SRT® Hallmarks: A true mechanical limited-slip differential.

Performance. Plain and simple. That's the deciding factor when SRT designers and engineers are working their magic in the studio and lab.
Posted on Oct 11, 2012

Performance. Plain and simple. That's the deciding factor when SRT® designers and engineers are working their magic in the studio and lab. With the 2012 Charger SRT, 300 SRT and Challenger SRT, it was a natural fit to utilize a true mechanical limited-slip differential to harness all of that power. After all, each features a 6.4-liter 392 cubic-inch HEMI® that churns out 470 horsepower.

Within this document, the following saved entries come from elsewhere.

PR #113, opened 2017-06-14
Rewrote binary search in _get_index_from_sim_time, improve error log

pgdr:
**Task**
Debugging an error regarding `ecl_sum_data_init_interp_from_sim_time` with an error message `Hmm internal error??`.

Now we output `No ministep prior to %s (idx=%d)`.

**Approach**
* rewrote binary search to have a more classic layout
* improve error message in ecl_sum_data_init_interp_from_sim_time
* renamed _variable to variable in aforementioned function

**Pre un-WIP checklist**
- [x] Have completed graphical integration test steps

### DIFF
--- a/lib/ecl/ecl_sum_data.c
+++ b/lib/ecl/ecl_sum_data.c
@@ -526,10 +526,10 @@ bool ecl_sum_data_check_sim_days( const ecl_sum_data_type * data , double sim_da
 
 
 static int ecl_sum_data_get_index_from_sim_time( const ecl_sum_data_type * data , time_t sim_time) {
-  time_t data_start_time = time_interval_get_start( data->sim_time );
-  time_t sim_end         = time_interval_get_end( data->sim_time );
+  time_t data_start_time = time_interval_get_start(data->sim_time);
+  time_t sim_end = time_interval_get_end(data->sim_time);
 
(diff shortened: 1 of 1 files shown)


lib/ecl/ecl_sum_data.c
```diff
@@ -526,15 +526,15 @@ bool ecl_sum_data_check_sim_days( const ecl_sum_data_type * data , double sim_da
 
 
 static int ecl_sum_data_get_index_from_sim_time( const ecl_sum_data_type * data , time_t sim_time) {
-  time_t data_start_time = time_interval_get_start( data->sim_time );
-  time_t sim_end         = time_interval_get_end( data->sim_time );
+  time_t sim_start = time_interval_get_start(data->sim_time);
```
joakim-hove: There is a conceptual difference between `data_start_time` and `sim_start`. The summary case will always have a correct value for `sim_start` - but for restarted simulations there can be a finite time interval: `[sim_start, data_start_time]` where we do not have data. Hence I would prefer to keep the name `data_start_time`.

pgdr:
Thanks, @joakim-hove, I have addressed the comment.

joakim-hove:
Good - I saw nothing wrong with the code and it was certainly easier to read than what was there before, but I was a little worried about the the rest failures in libres.Have restarted Travis.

SRT partnered with Getrag to produce a mechanical limited-slip differential that was first introduced on 2010 models. The limited-slip differential on SRT models (Charger, 300, Challenger) has a torque ratio of 1.8, which reduces the amount of clutch slip between each side of the axle.

The Getrag is a torque-sensing system, whereby the speed of the inner wheel versus the outer wheel speed is found, then modulated to make the pair equal via the clutches and the differentials. This allows for a relatively small difference in rotation while cornering, and helps prevent excessive wheelspin that could lead to a loss of traction.

"We knew right up front that we were developing a more 'torquey' horsepower-friendly engine, so we made sure this axle from Getrag would have the capability to hold that kind of torque," said Marty Jagoda, Vehicle Integration Responsible, Chrysler 300 SRT/Charger SRT. "The reason we moved from an open differential to a limited-slip differential is purely performance."

Charger, 300 and Challenger SRT models have two modes (three for 2013 models) of electronic stability control (ESC) that work in conjunction with the limited-slip differential. The first "Auto," or full-on, which is the system that operates each time the vehicle is started. This mode mitigates torque in heavy acceleration situations to help keep car control. The second mode, "Sport," turns the traction control off and gives the driver an enhanced operating limit. The third mode, "Track," turns the ESC system completely off, though maintaining ABS functionality.

Working in conjunction with the mechanical, limited-slip differential is brake-locking differential technology used in extreme circumstances. For example, if the vehicle is extremely out of shape, or if there is an over-temp of the axle fluid that causes the clutch to slip, the brake-locking differential will make sure the vehicle stays in control and both rear wheels are of equal speed.

"We know it's cool to say a limited-slip diff versus an open diff, but at SRT we don't do anything to be cool or uncool," said Jagoda. "It's solely driven by the performance of the vehicle and what the vehicle wants. Our vehicles demand a true mechanical limited-slip differential, which they now have."

Even distribution of the power to the pavement thanks to a limited-slip differential, that's another of the many performance benefits of driving an SRT product.